Human sexuality in the order of creation is based on the joining of man and woman in marriage, as equals and complements, where the man leaves his parent’s household to join with his wife in order to establish a new household. It equals the completion of the order of creation in Genesis 1-2, summing up these two chapters in how they establish the social order – man and woman in marriage.

The Greek word for “household” is oikonomos, our root for the English word “economics” (same concept as the Hebrew word bayith). The household, rooted in man and woman in marriage, is the basis for their property rights and economic productivity, which in total yields society’s power for the pursuit of happiness. This is the nature of the order of creation, before the brokenness of trust in matters of human sexuality, and thus, redemption is deeply concerned with marriage.

The logic of the order of creation shows the source of the Declaration’s use of unalienable rights. In Genesis 1-2, the Creator gives us life, liberty and stewardship over the earth – and the right to receive them as his gifts. No concept of pagan deity or secular philosophy, at their origins, ever approaches this goodness. Unalienable rights for all people are rooted in Genesis 1-2. The God → life → choice → sex reality of Genesis 1-2 assumes that marriage and family are the social foundation through which God gives unalienable rights.

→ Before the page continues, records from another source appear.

PR #106, opened 2024-02-05
Connections panel

YishaiGlasner:
This PR is for redesign of the connections panel, mirroring the web layout.
It introduces significant changes to ConnectionPanel.jsx, introducing new components such as ConnectionsPanelSection, TopButtons, ResourcesList, and ToolsList. These components streamline the management of arrays of ToolsButton instances, whether with or without titles.


ConnectionsPanel.js
```diff
@@ -248,6 +257,7 @@ class ConnectionsPanel extends React.PureComponent {
                 withArrow={false}
                 buttonStyle={{margin: 0, padding: 0}}
                 key={cat.category}
+                isMainMenu={this.props.connectionsMode === null}
```
nsantacruz, line 260: I like the name of this prop. May as well define it before line 242 so you can use it to define `enText`.

ConnectionsPanel.js
```diff
@@ -272,25 +282,52 @@ class ConnectionsPanel extends React.PureComponent {
             }
           }
           if (this.props.connectionsMode === null) {
```
nsantacruz, line 284: use `isMainMenu` variable here as well.

ConnectionsPanel.js
```diff
@@ -272,25 +282,52 @@ class ConnectionsPanel extends React.PureComponent {
...
-                segmentRef={this.props.segmentRef}
-                heSegmentRef={this.props.heSegmentRef}
-                categories={this.props.categories}
-                shareCurrentSegment={this.props.shareCurrentSegment}
-                reportError={this.props.reportError}
-                viewOnSite={this.props.viewOnSite}
-                reloadRelated={this.reloadRelated}
-              />
-            );
+              const collapsedTopLevelLimit = 3;
```
nsantacruz, line 285: (1) the `default` case of the `switch` should be it's own component. There's a lot of logic here.
(2) the new component should rely on a hook `useLinkSummaryList` (not 100% on the name) which stores the state of `showAllRelated` and returns (a) a callback to toggle `showAllRelated`, (b) just the data that needs to be displayed (not the React components). This will separate data from view logic which is currently very mixed and confusing. I realize it was like this prior to your work but your work is building on it.

ConnectionsPanel.js
```diff
@@ -272,25 +282,52 @@ class ConnectionsPanel extends React.PureComponent {
...
+                  viewList.push((
+                      <ToolsButton
+                          onPress={this.onPresshShowMoreLess}
+                          text={strings.less}
+                          icon={iconData.get('up', this.props.themeStr)}
+                      />
+                  ));
+                }
+              }
+              viewList = [
```
nsantacruz, line 307: Don't reuse the same variable name

ConnectionsPanel.js
```diff
@@ -120,7 +128,7 @@ class ConnectionsPanel extends React.PureComponent {
       </View>
     );
     switch (this.props.connectionsMode) {
-      case 'filter': // fall-through
+      case 'filter': return; // fall-through
```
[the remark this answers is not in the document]
nsantacruz: What is this case? Why does ConnectionsPanel even render if `connectionsMode` is `filter` if it just returns?

sefaria.js
```diff
@@ -815,7 +815,7 @@ Sefaria = {
       return new Promise(function(resolve, reject) {
         // Returns an ordered array summarizing the link counts by category and text
         // Takes an array of links which are of the form { "category", "sourceHeRef", "sourceRef", "textTitle"}
-        var summary = {"All": {count: 0, books: {}, hasEn: false}, "Commentary": {count: 0, books: {}, hasEn: false}};
+        var summary = {"Commentary": {count: 0, books: {}, hasEn: false}};
```
nsantacruz, line 818: Since you're touching this anyway, change to `let`.

Styles.js
```diff
@@ -1239,13 +1239,13 @@ export default StyleSheet.create({
...
-    borderTopWidth: 1,
+    borderTopWidth: null,
     justifyContent: 'flex-start',
+    paddingHorizontal: 0,
   },
   toolsButtonIcon: {
     width: iPad ? readerSideMarginIpad : readerSideMargin,
-    alignItems: 'center',
-  },
+},
```
nsantacruz, line 1248: indent

Styles.js
```diff
@@ -1545,6 +1545,14 @@ export default StyleSheet.create({
     fontWeight: 'bold',
   },
   flex1: {
-    flex: 1,
-  },
+  flex: 1,
+  },
+connectionPanelSection: {
```
nsantacruz, line 1550: fix indent of next lines

Styles.js
```diff
@@ -1545,6 +1545,14 @@ export default StyleSheet.create({
...
+  paddingHorizontal: 40,
+},
+connectionPanelTitle: {
+  paddingVertical: 10,
+  borderBottomWidth: 1,
+  borderBottomColor: '#CCCCCC',
```
nsantacruz, line 1556: Remove this color from `Styles.js`. Should use the appropriate color in `themes`. In this case I see there is no matching theme style here. Create a new style in both `ThemeWhite.js` and `ThemeBlack.js`:

```js
lightGrayBorderBottom: {
  borderBottomColor: Colors.lightGrey,
}
```

Misc.js
```diff
@@ -593,23 +594,32 @@ const LibraryNavButton = ({
   hasEn,
   withArrow,
   buttonStyle,
+  isMainMenu
```
nsantacruz, line 597: the `isMainMenu` case feels different enough to warrant it's own component. There are 4 if statements checking this value.

ConnectionsPanel.js
```diff
@@ -319,92 +355,18 @@ class ConnectionsPanel extends React.PureComponent {
...
   const flexDir = interfaceLanguage === "english" ? null : styles.rtlRow;
   const hasIcon = !!icon;
   icon = icon || iconData.get('sheet', themeStr);  // default to arbitrary icon that will be invisible if icon wasn't passed
-  const iconComp = (<View style={[styles.toolsButtonIcon, hasIcon ? null : styles.readerNavSectionMoreInvisible]}><Image source={icon} style={styles.menuButton} resizeMode={'contain'}></Image></View>);
+  const iconComp = (<View style={[styles.toolsButtonIcon, flexDir, hasIcon ? null : styles.readerNavSectionMoreInvisible]}><Image source={icon} style={styles.menuButton} resizeMode={'contain'}></Image></View>);
   const countComp = !!count || count === 0 ? <Text style={[styles.enInt, theme.secondaryText, styles.spacedText]}>{` (${count}) `}</Text> : null
   return (
     <SefariaPressable
-      extraStyles={[styles.searchFilterCat, styles.toolsButton, flexDir, theme.bordered]}
+      extraStyles={[styles.searchFilterCat, styles.toolsButton, flexDir, theme.bordered, {height: 36}]}
```
nsantacruz, line 369: create a new style in Styles.js for the height. By passing a literal object as a style it forces the component to rerender whenever the parent rerenders.

ConnectionsPanel.js
```diff
@@ -420,4 +382,110 @@ ToolsButton.propTypes = {
   count:         PropTypes.number,
 };
 
+const ConnectionsPanelSection = ({ title, children }) => {
+  const { themeStr, interfaceLanguage } = useContext(GlobalStateContext);
+  const theme = getTheme(themeStr);
```
nsantacruz, line 387: `theme` exists in GlobalStateContext. `themeStr` is unnecessary in this case. See other usages of `useContext(GlobalStateContext);`

ConnectionsPanel.js
```diff
@@ -420,4 +382,110 @@ ToolsButton.propTypes = {
...
+  return (
+    <View style={styles.connectionPanelSection}  flexdir={interfaceLanguage === "english" ? null : styles.rtlRow}>
```
nsantacruz, line 389: I'm pretty sure `flexdir` isn't a valid prop on `View`. Is this logic working? Use `<FlexFrame/>` in Misc.js instead.

ConnectionsPanel.js
```diff
@@ -420,4 +382,110 @@ ToolsButton.propTypes = {
...
+      {title &&
+        <View style={styles.connectionPanelTitle}>
+          <Text style={[interfaceLanguage === "hebrew" ? styles.heInt : styles.enInt, theme.tertiaryText]}>
+            {title}
+          </Text>
+        </View>
+      }
+      <View>
```
nsantacruz, line 397: why is there an extra `<View>` here?

ConnectionsPanel.js
```diff
@@ -420,4 +382,110 @@ ToolsButton.propTypes = {
...
+  );
+};
+ConnectionsPanelSection.propTypes = {
+  title: PropTypes.string,
+  children: PropTypes.node.isRequired,
+};
+
+const TopButtons = ({relatedHasError, reloadRelated, themeStr, setConnectionsMode, sheet, versionsCount}) => {
+  return (
+    <ConnectionsPanelSection>
```
nsantacruz, line 410: Nice use of children!

ConnectionsPanel.js
```diff
@@ -420,4 +382,110 @@ ToolsButton.propTypes = {
...
+      {!relatedHasError ? null : <ToolsButton
```
nsantacruz, line 411: switch the order of this if statement so it is positive (not using `!`). This tends to be simpler to understand.

ConnectionsPanel.js
```diff
@@ -420,4 +382,110 @@ ToolsButton.propTypes = {
...
+    </ConnectionsPanelSection>
+  )
+};
+TopButtons.propTypes = {
+    themeStr:           PropTypes.string.isRequired,
+    setConnectionsMode: PropTypes.func.isRequired,
+    versionsCount:      PropTypes.number.isRequired,
+    relatedHasError:    PropTypes.bool,
+    reloadRelated:      PropTypes.func.isRequired,
+  // what is sheet?
```
nsantacruz, line 435: this is a good question. It's a bad habit from a long time ago. Sheet is the full sheet object, assuming you're viewing a sheet. We often use it as a boolean to say "are you currently viewing a sheet?". This is very bad practice...

ConnectionsPanel.js
```diff
@@ -420,4 +382,110 @@ ToolsButton.propTypes = {
...
+const ResourcesList = ({themeStr, sheetsCount, setConnectionsMode, topicsCount}) => {
+  return (
+      <ConnectionsPanelSection title={strings.resources}>
+        <ToolsButton
+          text={strings.sheets}
+          icon={iconData.get('sheet', themeStr)}
+          count={sheetsCount}
+          onPress={()=>{ setConnectionsMode("sheetsByRef"); }}
+        />
+        {!topicsCount ? null : <ToolsButton
```
nsantacruz, line 447: switch the order of this if statement so it is positive (not using !). This tends to be simpler to understand.

ConnectionsPanel.js
YishaiGlasner: const { theme, interfaceLanguage } = useContext(GlobalStateContext);
theme.tertiaryText
throws error
this is way to get theme is also the usage wat in ToolsButton

ConnectionsPanel.js
YishaiGlasner: i'm not sure i understand the question. i see here: 1. external View. 2. internal optional View for the title (with different styles). 3. internal View for the children

ConnectionsPanel.js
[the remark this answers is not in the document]
YishaiGlasner: i don't know. this is something from the outer code that i didn't taks. mayve this shouldn't be here, but i think it's not in this scope.

ConnectionsPanel.js
nsantacruz: You're right. I forgot there's a hook in Hooks.js called `useGlobalState`. This can be used like this: 

```javascript
const { theme, interfaceLanguage } = useGlobalState();
```

ConnectionsPanel.js
```diff
@@ -385,11 +385,11 @@ ToolsButton.propTypes = {
 
 const ConnectionsPanelSection = ({ title, children }) => {
   const { themeStr, interfaceLanguage } = useContext(GlobalStateContext);
-  const theme = getTheme(themeStr);
+  const theme= getTheme(themeStr);
   return (
     <View style={styles.connectionPanelSection} >
       {title &&
-        <View style={styles.connectionPanelTitle}>
+        <View style={{...styles.connectionPanelTitle, ...theme.lightGreyBorder}}>
```
nsantacruz, line 437: use ```style={[styles.connectionPanelTitle, theme.lightGreyBorder]}```. This is the standard way to combine multiple themes.

ConnectionsPanel.js
nsantacruz: Yeah, I got confused.

nsantacruz (approved):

Therefore it is incumbent for we who are Christian to embrace our biblical, our Hebrew, our universal roots, and to be radical in the promotion of civil liberties for all people equally, since we celebrate the very power upon which civil rights are founded. The covenant of marriage – one man and one woman in mutual fidelity is central.

Thus, we have some threshold theological context for the six pillars of honest politics, the level playing field and the power of the pre-partisan. And this foundation has no interest in law engaging in minutiae, that is, the micromanagement of people’s lives from a state or federal perspective where those in top-down power seek to define the lives of others, in all issues, in a one-size-fits-all straightjacket. We need robust debate among equals.

The debate on how to define and implement central political principles belongs at the most local level possible, where people know each other, share common lives and thus, where trust most naturally happens and can be nurtured; then on upward to a limited federal government.